Between 1927 and 2010, more than one hundred eruptions of Piton de la Fournaise produced ~1 km3 of lava, and the volcano’s summit collapsed twice (in 1931 and 2007). These lavas display, respectively, 20 and 65 % of the Sr–Nd and the Pb isotope ranges reported for La Reunion volcanoes over their known eruptive record (3.8 Ma). Variations in major and trace element concentrations and Sr–Pb isotopes do not define a temporal trend at the scale of the century, but display systematic short-term cyclic fluctuations.
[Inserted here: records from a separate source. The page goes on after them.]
PR #3042, opened 2026-04-22
fix: DNTokenOffsetAddress.__eq__ lacks type guard

### LINKED ISSUE #3022: bug: DNTokenOffsetAddress.__eq__ lacks type guard
## Description

`DNTokenOffsetAddress.__eq__` accesses `other.token` and `other.offset` directly without checking the type of `other`. Any comparison against a different `Address` subtype (e.g. `AbsoluteVirtualAddress`, `NO_ADDRESS`) raises `AttributeError`. `__lt__` has the same flaw.

```python
# capa/features/address.py:169-173
def __eq__(self, other):
    return (self.token, self.offset) == (other.token, other.offset)  # crashes if other lacks .token/.offset

def __lt__(self, other):
    return (self.token, self.offset) < (other.token, other.offset)   # same
```

`DynamicCallAddress.__eq__` at line 116 correctly guards with `isinstance` and returns `False` for mismatched types.

## Callers

- `capa/features/freeze/__init__.py:90` (roundtrip via `Address.from_capa`)
- `capa/features/extractors/dnfile/extractor.py:174` (address created for every .NET instruction)

## Proposed fix

Guard both methods with an `isinstance` check, matching the pattern in `DynamicCallAddress.__eq__` (line 116):

```python
def __eq__(self, other):
    return isinstance(other, DNTokenOffsetAddress) and (self.token, self.offset) == (other.token, other.offset)
```

For `__lt__`, use `assert isinstance(other, DNTokenOffsetAddress)` before the tuple comparison, consistent with the rest of the file.

williballenthin:
Closes #3022

### DIFF
--- a/CHANGELOG.md
+++ b/CHANGELOG.md
@@ -12,6 +12,8 @@
 
 ### Bug Fixes
 
+- fix: DNTokenOffsetAddress.__eq__ lacks type guard @williballenthin #3022
+
 ### capa Explorer Web
 
 ### capa Explorer IDA Pro plugin
--- a/capa/features/address.py
+++ b/capa/features/address.py
@@ -167,9 +167,13 @@ class DNTokenOffsetAddress(Address):
         self.offset = offset
 
     def __eq__(self, other):
+        if not isinstance(other, DNTokenOffsetAddress):
+            return NotImplemented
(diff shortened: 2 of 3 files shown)


williballenthin (commented):
lgtm

williballenthin:

PR #1348, opened 2022-03-07
fix: preserve comment removal with PostCSS > 8.4.6

ludofischer:
Since PostCSS 8.4.6, the AST has begun changing a little when the source contains comments. I've also run the tests before updating PostCSS to check it works with the previous AST too: https://github.com/cssnano/cssnano/actions/runs/1947829642


alexander-akait (approved):
Sounds like a breaking change in postcss

PR #1352, opened 2022-03-10
fix: preserve 1 space in empty custom property values

### LINKED ISSUE #1330: [Bug]: CSS custom properties in @supports cannot remove spaces
### Describe the bug

```css
@supports (--foo:    ) {
      html { background: green; }
}
```

### Expected behaviour

Browser page shows green background.
After compression, keep at least one space after `--foo: `, otherwise not valid in Chrome.

See also: https://lea.verou.me/2020/10/the-var-space-hack-to-toggle-multiple-values-with-one-custom-property/

```css
@supports (--foo: ){html{background:green}}
```

### Steps to reproduce

https://cssnano.co/playground/#eyJpbnB1dCI6IkBzdXBwb3J0cyAoLS1mb286ICAgICkge1xuICAgICAgaHRtbCB7IGJhY2tncm91bmQ6IGdyZWVuOyB9XG59IiwiY29uZmlnIjoiY3NzbmFuby1wcmVzZXQtZGVmYXVsdCJ9

### Version

5.0

### Preset

default

### Environment

```shell
/
```

### Package details

```shell
/
```

### Additional context

_No response_

ludofischer:
Fix  #1330
I had to change two plugins because `postcss-minify-params` handles spaces inside AtRules separately. I think the AST inn `postcss-minify-params` does not make sense because `postcss-minify-params` uses `postcss-value-parser` to parse the AtRule parameters, but they do not conform to the value syntax.
I've thought of refactoring more but at the moment I haven't got any idea of how to better parse the AtRule parameters.
I've added tests for a few different cases and all the previous tests do not need changes.

### DIFF
--- a/packages/postcss-minify-params/test/index.js
+++ b/packages/postcss-minify-params/test/index.js
@@ -184,6 +184,22 @@ test(
 );
 
 test(
+  'should normalize space in custom property values',
+  processCSS(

The positive correlation between 87Sr/86Sr and ratios of trace elements that are more versus less incompatible during partial melting of the mantle (e.g., Nd/Sm, La/Sm) probably results from the sampling of small-scale heterogeneities within the plume source. Changes in the degree of melting and/or crystallization are debated, but these appear ultimately linked to source properties. Lead isotopes do not co-vary with Sr isotopes, in part because of the partitioning of Pb into dense metallic phases that are preferentially sampled during high-flux eruptions. Taken together, Sr–Nd–Pb–Os–Th isotopes do not support contamination of magma with genetically unrelated components, such as the underlying Indian oceanic crust, mantle lithosphere, seawater, or seawater-altered lavas. Yet, in some rare cases (e.g. the 1998 Hudson eruption), the compositional patterns suggest that the parental magma assimilated older volcanic products within the edifice, such as crystal cumulates and/or interstitial differentiated melts. The geochemical fluctuations over the 1927–2010 time period constrain the residence time of magma in the shallow reservoir to 10–30 years and its size to 0.1–0.3 km3. The magma residence time during the course of the long-lived 1998 eruption is estimated to be an order of magnitude shorter, but the reservoir was probably of similar size. Instead, the shorter magma residence for the 1998 eruption was probably due to a higher magma flux.